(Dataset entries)
------------------------------------------------------------------------

PR #1747, opened 2020-12-08
inventory: add linux installer node

Haroon-Khel:
ref https://github.com/AdoptOpenJDK/openjdk-infrastructure/issues/1577

Machine is in [jenkins](https://ci.adoptopenjdk.net/computer/build-godaddy-ubuntu1604-x64-1/). Bastillion will need to be updated.

### DIFF
--- a/ansible/inventory.yml
+++ b/ansible/inventory.yml
@@ -41,6 +41,7 @@ hosts:
 
       - godaddy:
           rhel7-x64-1: {ip: 160.153.248.216, user: adoptopenjdk}
+          ubuntu1604-x64-1: {ip: 160.153.254.64}
 
       - inspira:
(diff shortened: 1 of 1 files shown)


karianna:
@sxa - Do we want to split this out and have a specific installer section or do many of the build machines double as installers?

sxa:
> @sxa - Do we want to split this out and have a specific installer section or do many of the build machines double as installers?

A lot of the machines (e.g. windows) double up I believe although not this one. I'm ok with doing this for now, but the difference between build/install would be if either the tools required couldn't be put on the build machines, or if we had secret stuff (e.g. signing keys) that we wanted to keep separate.

sxa (approved):
System now added to Bastillion, therefore approving and merging :-)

------------------------------------------------------------------------

[TASK]
An exact reproduction of all the entries, complete to the last line, is needed.

[TASK OUTPUT]
PR #1747, opened 2020-12-08
inventory: add linux installer node

Haroon-Khel:
ref https://github.com/AdoptOpenJDK/openjdk-infrastructure/issues/1577

Machine is in [jenkins](https://ci.adoptopenjdk.net/computer/build-godaddy-ubuntu1604-x64-1/). Bastillion will need to be updated.

### DIFF
--- a/ansible/inventory.yml
+++ b/ansible/inventory.yml
@@ -41,6 +41,7 @@ hosts:
 
       - godaddy:
           rhel7-x64-1: {ip: 160.153.248.216, user: adoptopenjdk}
+          ubuntu1604-x64-1: {ip: 160.153.254.64}
 
       - inspira:
(diff shortened: 1 of 1 files shown)


karianna:
@sxa - Do we want to split this out and have a specific installer section or do many of the build machines double as installers?

sxa:
> @sxa - Do we want to split this out and have a specific installer section or do many of the build machines double as installers?

A lot of the machines (e.g. windows) double up I believe although not this one. I'm ok with doing this for now, but the difference between build/install would be if either the tools required couldn't be put on the build machines, or if we had secret stuff (e.g. signing keys) that we wanted to keep separate.

sxa (approved):
System now added to Bastillion, therefore approving and merging :-)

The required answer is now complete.